The Office of Fair Trading yesterday announced a "market study" of equity underwriting and the services the investment banks provide, saying they had received complaints from companies in recent months. The regulator has been informally examining the issue since the turn of the year and is currently seeking advice on the scope of the formal investigation.

The inquiry will examine the operations by groups including Goldman Sachs, JP Morgan and Bank of America Merrill Lynch, the banks that have topped the underwriter rankings drawn up by Thomson Reuters for the past decade. Clive Maxwell, OFT senior director of services, said: "Economic growth and productivity rely on companies being able to raise capital efficiently for investment. We plan to study the efficiency of the equity underwriting market and identify any areas for improvement."

The Investment Management Association (IMA) recently announced an inquiry into the fees, commissioned by the Institutional Investor Council. The investigation will be chaired by the IMA's chairman Douglas Ferrans. He said the OFT's move to launch its own inquiry "underscores investors' own initial views". The IMA's move was prompted by the former City minister Lord Myners, who called on shareholders to hold an inquiry into the fees banks charge on share sales. Many companies were forced to turn to their shareholders to shore up their balance sheets in the wake of the downturn, with an estimated £70bn of equity capital raised in 2009. Others used it to fund bids. Prudential had planned a rights issue to back its acquisition of AIA but it was pulled when the bid collapsed. The insurer was forecast to spend more than $700m in fees to its banks.

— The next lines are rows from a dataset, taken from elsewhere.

PR #1940, opened 2021-07-27
IX: avoid htmlescaping in json encoding for native ad markup

manigandham:
The last adapter change required merging `eventtrackers` with `imptrackers` in Native ad markup in the bid responses. Unfortunately go's standard `json.Marshal` function runs through HtmlEscape and replaces characters when encoding strings, and since native markup is sent as JSON encoded in JSON, this is causing issues in upstream servers when they receive the response.

This change uses a separate JSON encoder with HTML escaping disabled. Tests have been updated to include more complex URLs.


manigandham:
Adding more context (from in code comments):

**json.Marshal**
> String values encode as JSON strings coerced to valid UTF-8, replacing invalid bytes with the Unicode replacement rune. So that the JSON will be safe to embed inside HTML <script> tags, the string is encoded using HTMLEscape, which replaces "<", ">", "&", U+2028, and U+2029 are escaped to "\u003c","\u003e", "\u0026", "\u2028", and "\u2029". This replacement can be disabled when using an Encoder, by calling SetEscapeHTML(false).
https://pkg.go.dev/encoding/json#Marshal

**json.SetEscapeHTML**
> SetEscapeHTML specifies whether problematic HTML characters should be escaped inside JSON quoted strings. The default behavior is to escape &, <, and > to \u0026, \u003c, and \u003e to avoid certain safety problems that can arise when embedding JSON in HTML.
https://pkg.go.dev/encoding/json#Encoder.SetEscapeHTML

**json.Encode** (for removing the newline when encoding the new ad markup)
> Encode writes the JSON encoding of v to the stream, followed by a newline character.
https://pkg.go.dev/encoding/json#Encoder.Encode

grossjo (approved):

manigandham:
Hi @guscarreon @bsardo - Would you be able to look at this soon? It's a small change and we would like to get it into the next release if possible...

mansinahar:
@manigandham Currently we have a lot of open PRs that need our attention so we might not be able to attend to this immediately but we will definitely try to prioritize it and take a look as soon as possible. Thanks for your contribution!

PR #311, opened 2021-07-10
Log when refresh of playlists starts

simeg:
I have ~1k playlists on my account so a refresh takes about 8 minutes.
The logs gives no indication what is happening and I was confused so
providing an explanation to what is happening would have been useful.

PS. Thanks for a great project! I use mopidy on an RPi and connect it to a bluetooth speaker to always have music playing in my bathroom 🎶


jodal (approved):
Makes a lot of sense to log in both ends when it takes so much time. Thanks!

PR #312, opened 2021-08-01
Improve startup performance by deferring playlist loading

djmattyg007:
This change prevents loading of Spotify playlists from blocking other
common Mopidy operations. These include startup and browsing, as well as
refreshing of playlists in general. Loading Spotify playlists will
always happen in a dedicated thread, and only one refresh thread will
run at a time.

The playlists_loaded event is manually re-dispatched when Spotify is
done loading playlists, as a signal that clients should refresh their
list of playlists. This is necessary, as otherwise clients relying
solely on websocket notifications may never discover the newly-loaded
playlists.

### DIFF
--- a/mopidy_spotify/playlists.py
+++ b/mopidy_spotify/playlists.py
@@ -1,6 +1,8 @@
 import logging
+import threading
 
 from mopidy import backend
+from mopidy.core import listener
 
 import spotify
 from mopidy_spotify import translator, utils
@@ -15,6 +17,8 @@ class SpotifyPlaylistsProvider(backend.PlaylistsProvider):
         self._backend = backend
         self._timeout = self._backend._config["spotify"]["timeout"]
         self._loaded = False
+
+        self._refreshing = False
 
     def as_list(self):
         with utils.time_logger("playlists.as_list()", logging.DEBUG):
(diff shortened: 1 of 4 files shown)


kingosticks:
Sorry, I seemed to have missed this. I went down this path myself and I scrapped it. I think my main issue was reasoning about how it fitted into the (long-overdue) playlist modification PR. And it appeared quite confusing for non-webclient clients (e.g. MPD) who would see zero playlists. I was leaning towards just keeping a peristent cache of the playlist data (like libspotify does/did) and make the refreshing really quick.

djmattyg007:
Isn't it reasonable to expect non-websocket clients to have some kind of refresh functionality? Otherwise, how are they ever notified of updates? Surely if you were expecting to see playlists and saw none, you'd just refresh.

djmattyg007:
Also I'd wager that most of the time Mopidy servers are running for days or weeks without being restarted. This just impacts startup performance, a one-time cost. This is actually mostly useful for Mopidy local development.

mopidy_spotify/playlists.py
```diff
@@ -52,19 +56,36 @@ def _get_playlist(self, uri, as_items=False):
...
-                count = count + 1
-            logger.info(f"Refreshed {count} Spotify playlists")
+        logger.info("Refreshing Spotify playlists")
 
-        self._loaded = True
+        def refresher():
+            try:
+                with utils.time_logger("playlists.refresh()", logging.DEBUG):
+                    _sp_links.clear()
+                    self._backend._web_client.clear_cache()
```
3nprob, line 70: What's the motivation for explicitly clearing cache here? Seem to come from 6dd39cf14252b517bc8fe972d0adf1d4f4d6bdb3 @kingosticks

3nprob, line 70: What's the motivation for explicitly clearing cache here? Seem to come from 6dd39cf14252b517bc8fe972d0adf1d4f4d6bdb3 @kingosticks

kingosticks: Because otherwise you might still be < max-age and therefore won't fetch the fresh data, possibly leaving you with stale data. Which you don't want because you specifically asked to refresh.

3nprob: Git it - my thinking is that the ideal behavior would be to always fetch data, but keep the cache until fresh data has arrived.

Does that make sense?

mopidy_spotify/playlists.py
```diff
@@ -52,19 +56,36 @@ def _get_playlist(self, uri, as_items=False):
...
+                    count = 0
+                    for playlist_ref in self._get_flattened_playlist_refs():
```
3nprob, line 72: @djmattyg007 How much have you been running this branch? I haven't validated this properly but looks to me like there may be concurrency issues here if a client attempts to enumerate the playlists in the middle of this operation (concurrent enumeration of a collection as it's modified).

Would it make sense to introduce a mutex here?

3nprob, line 72: @djmattyg007 How much have you been running this branch? I haven't validated this properly but looks to me like there may be concurrency issues here if a client attempts to enumerate the playlists in the middle of this operation (concurrent enumeration of a collection as it's modified).

Would it make sense to introduce a mutex here?

kingosticks:
Thanks for the great original work on this. Sorry it took so long to get the improvement in. Closing in favour of https://github.com/mopidy/mopidy-spotify/pull/382 which is based, in part, on this.

Issue #297, opened 2021-01-04
Liked tracks


winterscar:
The main way I use Spotify is to navigate to my "Liked Tracks" and hit "Play All".
I use this library in association with home-assistant, and I can start playing any of my playlists without problems, but I'm unable to figure out how I might instruct mopidy to just shuffle all my "Liked Tracks" from spotify.

Is this possible using this library?

Thanks.

jodal:
For all music backends, Mopidy supports both:
- physically shuffling the play queue (called the "tracklist") so that you can view what order the tracks will be played in,
- "random" play mode, where it will pick the next song by random.

I'm not familiar with the HomeAssistant Mopidy integration, so I don't know if or how this functionality is exposed there. Please try asking at https://discourse.mopidy.com or the maintainers of the HomeAssistant integration.

winterscar:
Hi, thanks for clarifying about the shuffle modes mopidy supports. However, my question was more around how I can get my "liked songs" from spotify into the tracklist in the first place.

jodal:
AFAIK we don't expose "Liked Songs" in any way, and I can't immediately find any support for them in [Spotify's Web API](https://developer.spotify.com/documentation/web-api/reference/). If anyone can point out my error or if Spotify adds support for it to the Spotify Web API, we can make "Liked Songs" available in Mopidy-Spotify too.

winterscar:
Would it not be this?
https://developer.spotify.com/documentation/web-api/reference-beta/#endpoint-get-users-saved-tracks

djmattyg007:
I think @winterscar is referring to the "folders" presented through the `browse` integration, by navigating to Spotify -> Your music -> Your Tracks. This isn't a playlist and therefore presumably can't be triggered through an integration that only supports playlists.

It might be possible to provide a fake "liked tracks" playlist?

winterscar:
That seems like a good solution to me!

djmattyg007:
@winterscar Would you be able to take a look at #313 and see if it resolves your issue?

PR #313, opened 2021-08-09
Support lookups for 'your' URIs

djmattyg007:
This adds the ability to utilise the "spotify:your:tracks" and
"spotify:your:albums" URIs through library lookups.

### DIFF
--- a/mopidy_spotify/lookup.py
+++ b/mopidy_spotify/lookup.py
@@ -1,7 +1,8 @@
 import logging
 
 import spotify
-from mopidy_spotify import playlists, translator, utils, web
+from mopidy_spotify import browse, playlists, translator, utils
+from mopidy_spotify.web import LinkType, WebLink
 
 logger = logging.getLogger(__name__)
 
@@ -12,16 +13,18 @@ _VARIOUS_ARTISTS_URIS = [
 
 def lookup(config, session, web_client, uri):
     try:
-        web_link = web.WebLink.from_uri(uri)
-        if web_link.type != web.LinkType.PLAYLIST:
+        web_link = WebLink.from_uri(uri)
+        if web_link.type not in (LinkType.PLAYLIST, LinkType.YOUR):
             sp_link = session.get_link(uri)
     except ValueError as exc:
         logger.info(f"Failed to lookup {uri!r}: {exc}")
         return []
 
     try:
-        if web_link.type == web.LinkType.PLAYLIST:
+        if web_link.type == LinkType.PLAYLIST:
             return _lookup_playlist(config, session, web_client, uri)
+        elif web_link.type == LinkType.YOUR:
+            return list(_lookup_your(config, session, web_client, uri))
         elif sp_link.type is spotify.LinkType.TRACK:
             return list(_lookup_track(config, sp_link))
         elif sp_link.type is spotify.LinkType.ALBUM:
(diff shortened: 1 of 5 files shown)


djmattyg007:
I believe this should resolve #297

marnunez:
It does! Thanks!

kosciej16:
@djmattyg007 Is there a chance to merge it? Possibility of playing liked songs would be awesome!

mopidy_spotify/lookup.py
```diff
@@ -92,3 +95,30 @@ def _lookup_playlist(config, session, web_client, uri):
...
+                web_track, bitrate=config["bitrate"]
+            )
+            if track is not None:
+                yield track
+    elif variant == "albums":
+        for item in items:
+            # The extra level here is to also support "saved album objects".
+            web_album = item.get("album", item)
+            if not translator.valid_web_data(web_album, "album"):
+                continue
```
kingosticks, line 121:
```suggestion
            album_ref = translator.web_to_album_ref(web_album)
            if album_ref is None:
                continue
```

mopidy_spotify/lookup.py
```diff
@@ -92,3 +95,30 @@ def _lookup_playlist(config, session, web_client, uri):
...
+
+
+def _lookup_your(config, session, web_client, uri):
+    parts = uri.replace("spotify:your:", "").split(":")
+    if len(parts) != 1:
+        return
+    variant = parts[0]
+
+    items = browse._load_your_music(web_client, variant)
+    if variant == "tracks":
```
kingosticks, line 107: One thing different between the two varients here is that tracks won't be loaded by libspotify whereas albums will. I wonder if the difference is observable

kingosticks (approved):

mopidy_spotify/lookup.py
```diff
@@ -92,3 +95,30 @@ def _lookup_playlist(config, session, web_client, uri):
...
+            )
+            if track is not None:
+                yield track
+    elif variant == "albums":
+        for item in items:
+            # The extra level here is to also support "saved album objects".
+            web_album = item.get("album", item)
+            if not translator.valid_web_data(web_album, "album"):
+                continue
+            sp_link = session.get_link(web_album.get("uri"))
```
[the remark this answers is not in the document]
djmattyg007: Would you be able to explain what the meaningful difference is between the two versions of this code?

mopidy_spotify/lookup.py
djmattyg007: Would you be able to elaborate here? I'm pretty sure I tested this quite extensively at the time I wrote it. Unless something has changed with some other component, it should work.

kingosticks: When you load any sort of container thing in libspotify it loads the track data for that in the background so if you then go and use the track (I.e. play it) it should happen instantly. If the tracks are being loaded via the Web API, when you go to play it that'll be the first time libspotify hears about the track and first has to load the data. There might be a short pause for that but I wasn't sure it'd be noticeable.

mopidy_spotify/lookup.py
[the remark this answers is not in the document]
kingosticks: Using the existing function hides the internal Web API structure and does some error checking for you. I appreciate you still need to know how the response is structured later on but this is one less place. I also have so far preferred not to called `valid_web_data` outside of the translator (although maybe we do this already, I can't remember and I've not checked)

mopidy_spotify/lookup.py
djmattyg007: Is there an alternative that would avoid that potential pause, and would it be worth scrapping what I've worked on in this PR to implement it vs merging this now and implementing that later?

kingosticks: The only way I know (and it's a little hacky) is to do something like [this](https://github.com/mopidy/mopidy-spotify/blob/master/mopidy_spotify/playlists.py#L98-L110). I'll test it myself later but if you didn't notice any issue it's probably fine. I'd be happy to merge as it is and we can always come back later if people find the performance is an actual problem.

djmattyg007: I did wonder what the purpose of that code was.

Either way, I definitely think this feature is better off existing in a non-perfect state than not existing at all. I'll make the translator-related change you suggested to the lookup code at some point over the next couple of days, and then we can get this merged :+1:

djmattyg007:
I've updated this PR. It should be good to go :+1:

kingosticks:
Cool, so as a resulf of this we can now do:
* `core.library.lookup(uris=["spotify:your:tracks"])`
* `core.library.search(query={"uris": ["spotify:your:tracks"]})`

e.g.
```
curl -d '{"jsonrpc": "2.0", "id": 1, "method": "core.library.lookup", "params": {"uris": ["spotify:your:tracks"]}}' -H 'Content-Type: application/json' http://localhost:6680/mopidy/rpc

curl -d '{"jsonrpc": "2.0", "id": 1, "method": "core.library.search", "params": {"query": {"uri": ["spotify:your:tracks"]}}}' -H 'Content-Type: application/json' http://localhost:6680/mopidy/rpc
```

Perhaps we can use this functionality when we fix https://github.com/mopidy/mopidy-spotify/issues/328 (in a later PR).

Issue #259, opened 2020-03-30
Login is only attempted when mopidy starts


Gigahawk:
If mopidy is started without an internet connection, the Spotify login will fail, and no attempt to reconnect is made even if the connection is restored.

The plugin should periodically attempt to login if it is currently not logged in.

kingosticks:
Alternatively, could you ensure you wait for your Internet connection to become ready before starting Mopidy? The Mopidy systemd unit waits for the network target.

Gigahawk:
I'm on a distro that doesn't use systemd, I just have mopidy start with my window manager.

s-martin:
We use mopidy-spotify in our project and users have reported just recently that login to Spotify doesn't work anymore. Reason could be, that internet connection is not available yet, but this was never an issue in the past.
See:
https://github.com/MiczFlor/RPi-Jukebox-RFID/issues/893
https://github.com/MiczFlor/RPi-Jukebox-RFID/issues/901

Were there any changes in 3.0.2?

kingosticks:
The changelog is available online but there were no changes in Mopidy 3.0.2 that would impact the ability of libspotify to login.

s-martin:
> The changelog is available online but there were no changes in Mopidy 3.0.2 that would impact the ability of libspotify to login.

Thanks for the info and pointing us into the right direction.

kobbejager:
I have the same issue on Rasbian Buster Lite. In /etc/init.d/mopidy network is listed as a requirement, but apparently it does not wait for the (wired) network to be fully started. Anyway, I agree with the initial comment that Mopidy-Spotify should try to reconnect regularly.

jaor:
fwiw, same for me with debian sid and mopidy started using the systemd
unit on boot.  i'm never logged in spotify when i first access mopidy
after a reboot (the server is running, and other backends working).  i
need to restart via service for logging to happen.

kingosticks:
Mopidy requires the network and we already specify that in our service files. If your system isn't waiting for the network to be ready, I'm finding it hard to see how that's a Mopidy issue. I've already mentioned the fix for Raspbian above. 

I get there may be some other case that I don't appreciate and so if someone wants to submit a PR for this (that works properly and is tested) then I will review it.

PR #344, opened 2022-06-16
Make thread-safe, retain cache despite refresh

### LINKED ISSUE #296: fail to login at startup
Hi,
I'm using mopidy_spotify v4.0.1 on armbian buster on nano pi NEO SBC. I see there is an issue with spotify login when login fails on mopidy startup. For example, when there is no internet connection at mopidy startup and the internet connection comes back after couple of minutes spotify backend does not try to login again.
To reproduce the issue, the connection must not come back until this log line appears:
```
ERROR [24188:SpotifyEventLoop] spotify.session: Spotify login error: <ErrorType.UNABLE_TO_CONTACT_SERVER: 8>
```
I have a solution but i'm not sure if this is correct, but at least it solves the problem for me:
```
diff --git a/mopidy_spotify/backend.py b/mopidy_spotify/backend.py
index 7cefb48..e4777dc 100644
--- a/mopidy_spotify/backend.py
+++ b/mopidy_spotify/backend.py
@@ -90,6 +90,16 @@ class SpotifyBackend(pykka.ThreadingActor, backend.Backend):
             self._logged_out,
             backend_actor_proxy,
         )
+        def logged_in(session, error_type):
+            if error_type is spotify.ErrorType.OK:
+                logger.error('Logged in as %s' % session.user)
+            else:
+                logger.error('Login failed: %s' % error_type)
+                session.login(
+                    self._config["spotify"]["username"],
+                    self._config["spotify"]["password"],
+                )
+        session.on(spotify.SessionEvent.LOGGED_IN, logged_in)
         session.on(
             spotify.SessionEvent.PLAY_TOKEN_LOST,
             on_play_token_lost,
```

3nprob:
Attempt at making #312 thread-safe.

Also:
* Add `force_refresh` parameter to webclient and use it to remove the need for cache-wiping on refresh
* Retry the entire refresh process indefinitely  (this is separate from the per-request exponential backoff), with a 3s interval. (resolves #296, #259 )
* Minor code cleanup

### DIFF
--- a/mopidy_spotify/playlists.py
+++ b/mopidy_spotify/playlists.py
@@ -27,11 +27,11 @@ class SpotifyPlaylistsProvider(backend.PlaylistsProvider):
 
             return list(self._get_flattened_playlist_refs())
 
-    def _get_flattened_playlist_refs(self):
+    def _get_flattened_playlist_refs(self, force_refresh=True):
         if not self._backend._web_client.logged_in:
             return []
 
-        user_playlists = self._backend._web_client.get_user_playlists()
+        user_playlists = self._backend._web_client.get_user_playlists(force_refresh=force_refresh)
         return translator.to_playlist_refs(
             user_playlists, self._backend._web_client.user_id
         )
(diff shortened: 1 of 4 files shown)


kingosticks (commented):
Let's pause on this until pyspotify is out the way.

kingosticks:
Sorry, I totally forgot to take a look. Will do this week.

kingosticks:
It took me a while... for which I am sorry but this was useful and I based https://github.com/mopidy/mopidy-spotify/pull/382 on this. Closing in favour of the updated PR.

PR #345, opened 2022-06-16
tests: fix responses match_querystring deprecation

3nprob:
* Fix test not checking querystring anymore (https://github.com/getsentry/responses/pull/432)
* Fix error logging fail if result is None


kingosticks:
These fixes went in via other PRs, not sure why we left this open.

PR #354, opened 2023-04-03
Use python librespot port

beaverking1212:
Use librespot-python in place of gst-plugins-spotify

### DIFF
--- a/README.rst
+++ b/README.rst
@@ -89,35 +89,7 @@ Dependencies
   Settings > Security > App passwords > Generate app passwords, and generate one
   to use with Mopidy-Spotify.
 
-- ``gst-plugins-spotify`` >= 0.10. The `GStreamer Rust Plugin
-  <https://gitlab.freedesktop.org/gstreamer/gst-plugins-rs>`_ to stream Spotify
-  audio, based on `librespot <https://github.com/librespot-org/librespot/>`_.
-  This plugin is not yet available from apt.mopidy.com and must be built from
-  source (see below).
-
 - ``Mopidy`` >= 3.4. The music server that Mopidy-Spotify extends.
-
-Example build instructions for ``gst-plugins-spotify``::
-
-1. `Install Rust <https://www.rust-lang.org/tools/install>`_::
-
-    curl --proto '=https' --tlsv1.2 -sSf https://sh.rustup.rs | sh
-
-2. Install the `GStreamer Rust bindings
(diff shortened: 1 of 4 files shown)


kingosticks:
I'm not sure about this. At a high level, before I even look at this code, using gst-plugin-spotify has benefits:

* Passing over all the heavy lifting to a GST element that's maintained by the core GST team. 
* Rust *should* perform better. The performance of Mopidy-Spotify on a pi0 has never been great and a Python version can only be worse.

From a non-technical aspect, one of librespot-python's examples is a streaming server; that's an explicit Spotify TOS "no" and great way to get their project banned. They've made it far too easy for their software to be abused. I don't want to depend on something like that. I also personally think that "librespot" is a daft PyPI project name for them to use.

Once we get a gst-plugin-spotify packaged, I don't think there is any benefit to using librespot-python. Thoughts?

beaverking1212:
This solution uses only Python code with no non-Python dependencies and no system-level software installed.

Unless we have a soon ETA for packaging gst-plugin-spotify and it will support all major architectures, I think this is much more realistic solution.

Maybe it should be configurable whether gst-plugin-spotify or librespot-python is used?

beaverking1212:
I think making unrealistic plans, having no capacity to implement them and _blocking the alternatives_ is a huge problem for several open-source projects, including some Mopidy related.

kingosticks:
I appreciate the effort but this is the opposite direction to what we've all been discussing so far. I think there's far more value in depending on a robust GStreamer solution that someone else maintains. Currently that means we need to package + provide that dependency and that effort has been slow. In the future, the GST Rust plugins will be officially packaged for Debian etc and hopefully we can encourage them to include the new spotify plugin. 

Mopidy requires a GStreamer install and Mopidy-Spotify has historically always had an extra non-python dependency, which I think we've shown isn't a problem. Supporting two different versions is even more work (for our imaginary maintainer) so I think that's unwise. We've previously run into problems building on/with GStreamer's file-like elements, they don't play well with others and in our experience are best avoided.

A brief note/discussion first would have been preferable to dropping this here unannounced and without context. Even if this PR was ready to merge (it isn't), it's not a direction I'm interested in spending my time on. Instead, myself and other contributors  have been testing the gst-plugin-spotify solution and although it's still missing seeking, I think it's otherwise good. There's plenty of room for someone to come along and sort out packaging across the archs we all want. There has been some helpful stuff but nothing resembling a PR yet. That would be a useful thing to help with.

Issue #353, opened 2023-03-27
"New login to Spotify" emails


kingosticks:
I am *sometimes* getting emails from Spotify notifying my of new logins when playing songs with the latest version. My understanding was these would not be sent when using cached credentials so something is going wrong. The credentials file does exist and looks sensible. The current logging isn't really helping to understand the problem.

> New login to Spotify
> 
> We noticed you logged in from a new device. If this was you, there’s nothing for you to do right now.
>
> Location
> Time March 27, 2023 at 4:05:38 PM BST

beaverking1212:
This needs fixes in gst-plugin-spotify and credentials.json must not be deleted by file cache cleanup.

I see two options to protect credentials.json
Option 1 is storing it in a folder under home directory.
Option 2 is storing file cache in in subfolder of the cache directory. This is similar to what libspotify did, but this will prevent old cache files from being cleaned up by cache cleanup.

@kingosticks What do you think?

kingosticks:
Are you saying that the problem is the spotifysrc deleting its own credentials.json file accidentally? When is it doing the cleanup? My theory was different.

Either way, I don't think option 1 works when running as a system service. 

Maybe I don't quite understand the problem but is there an option 3 is to put credentials.json in a subfolder?

beaverking1212:
> Are you saying that the problem is the spotifysrc deleting its own credentials.json file accidentally? When is it doing the cleanup?

No. Currently problem is in gst-plugin-spotify, but when that will be fixed cache cleanup may become next problem.

I have tested option 1 and option 2 on Raspberry Pi OS and they both work.
Subfolders of file cache are also cleaned up by the cache cleanup, so option 3 will not help.

beaverking1212:
May be option 4 would be creating directory under [Extension.get_data_dir()](https://docs.mopidy.com/en/latest/api/ext/#mopidy.ext.Extension.get_data_dir)? May be this is the best?

Besides should credentials be cached if allow_cache is off? I think yes because it is part of login and not file cache.

kingosticks:
Correct me if wrong but are we looking at two different issues here.

1. The one I reported is the annoying new login emails. I think this can be avoided with a change to gst-plugin-spotify, having it cache the "reusable credentials" like normal rather than the manual steps it does to save the original credentials, for some reason.

2. The credentials.json cache file being erroneously removed. I've never had this, but sounds like you have?

There's another related one:

[...]

PR #357, opened 2023-04-21
Improve credentials cache

beaverking1212:
Always cache credentials and use dedicated folder for credentials cache. Folder for credentials cache has mode 700.
For #353

### DIFF
--- a/mopidy_spotify/backend.py
+++ b/mopidy_spotify/backend.py
@@ -1,5 +1,3 @@
-import os
-
 import pykka
 from mopidy import backend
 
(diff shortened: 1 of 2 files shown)


mopidy_spotify/backend.py
```diff
@@ -37,13 +39,18 @@ class SpotifyPlaybackProvider(backend.PlaybackProvider):
...
         self._config = self.backend._config["spotify"]
 
     def on_source_setup(self, source):
         for prop in ["username", "password", "bitrate"]:
             source.set_property(prop, str(self._config[prop]))
+        credentials_dir = os.path.join(self._data_location, "credentials-cache")
+        if not os.path.exists(credentials_dir):
+            os.makedirs(self._data_location, exist_ok=True)
+            os.mkdir(credentials_dir, 0o700)
+        source.set_property("cache-credentials", credentials_dir)
```
kingosticks, line 52: We try and use Pathlib in new code e.g.

```suggestion
        credentials_dir = self._data_location / "credentials-cache"
        if not credentials_dir.exists():
            credentials_dir.mkdir(mode=0o700, exist_ok=True)
        source.set_property("cache-credentials", credentials_dir)
```

kingosticks: We could also move this to `SpotifyPlaybackProvider.__init__()` (or even `SpotifyBackend.on_start()`) since it's really just a one-off concern.

kingosticks (changes requested):

beaverking1212:
Fixed

`Extension().get_data_dir(self.backend._config)` makes the folder it returns. Now folders are created on Mopidy start.

kingosticks:
Brilliant, thanks.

Significant equity raises last year included Lloyds Banking Group, which raised £13.5bn in December. Thomson Reuters/Freeman estimated the banks charged £52.9bn for the process. HSBC raised £12.4bn last year, with the fees estimated at £339.6m.

The investment banks, which advise companies on raising equity and act as underwriters and bookrunners, were paid an estimated £2bn for their services, according to the regulator. It added: "Initial discussions have confirmed that there is some dissatisfaction with these services among corporate users of the market."

The study will start this summer, examining equity raised by the 350 largest companies listed in London "to consider whether users' concerns are justified". It will interview the banks, as well as companies and the Government. Issues to be scrutinised include how the banks provide underwriting services, including the level of competition for the work and how the advisory, arranging and underwriting services are sold. It will look at how the services are bought, and how regulation affects the market currently.

The banking community was still digesting the news yesterday, but first reactions were less than pleased. One industry insider said: "There are over 15 banks operating in the City. It is extremely competitive." The source added that fees were generally between 2 per cent and 2.75 per cent of a raising.

Another said after Lord Myners' comments meant an investigation was inevitable. "Banking is a sitting duck at the moment. There are no brownie points for trying to hug a banker."

Biggest equity fees of 2009


The UK banking group raised almost £13bn in April. It paid out £339.6m to 27 advisers that worked on the deal. It paid book runner JP Morgan Cazenove the most at £51.6m.

Rio Tinto

In June, the dual listed mining giant announced it was to turn to shareholders for $15bn to help slash its huge debts and bolster the balance sheet. It paid nine advisers £191.5m.

Lloyds Banking Group

The troubled retail bank raised £13.5bn in December. Of that £7bn was underwritten by banks which generated a fee of £52.6m paid out to 25 advisers, with six book runners getting £3.9m each.